PR #4340, opened 2024-10-30
Allow theme switcher override with slots

apedroferreira:
Closes https://github.com/mui/toolpad/issues/4151 and https://github.com/mui/toolpad/issues/4291

- Include `ThemeSwitcher` component in `toolbarActions` slot so it can be hidden
- Export existing `ThemeSwitcher` and `ToolbarActions` (default slot) components
- Add example of popover menu & custom theme switcher in `DashboardLayout` demo page in docs

### DIFF
--- a/docs/data/toolpad/core/components/dashboard-layout/DashboardLayoutCustomThemeSwitcher.js
+++ b/docs/data/toolpad/core/components/dashboard-layout/DashboardLayoutCustomThemeSwitcher.js
@@ -1,0 +1,168 @@
+import * as React from 'react';
+import PropTypes from 'prop-types';
+import Box from '@mui/material/Box';
+import FormControlLabel from '@mui/material/FormControlLabel';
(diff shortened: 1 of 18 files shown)


bharatkashyap (approved):
Looks good! The demo and explanation of the `slots` seems clear to me. Perhaps we can have a diagram eventually when we have more slots

apedroferreira:
@bharatkashyap I just noticed this if you sign out in the "Account in sidebar" example:

Screenshot 2024-11-07 at 17 37 37

Probably no need to fix it in this release, just ran into it! Also not sure how to best handle it in the mini variant of the sidebar...

bharatkashyap:
> Probably no need to fix it in this release, just ran into it! Also not sure how to best handle it in the mini variant of the sidebar...

Thanks for that catch! I'll open an issue to track this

-=-=-=-=-

### Exercise brief
Scan the material above and determine how many lines include the word "components"; report only the number.

### Answer
3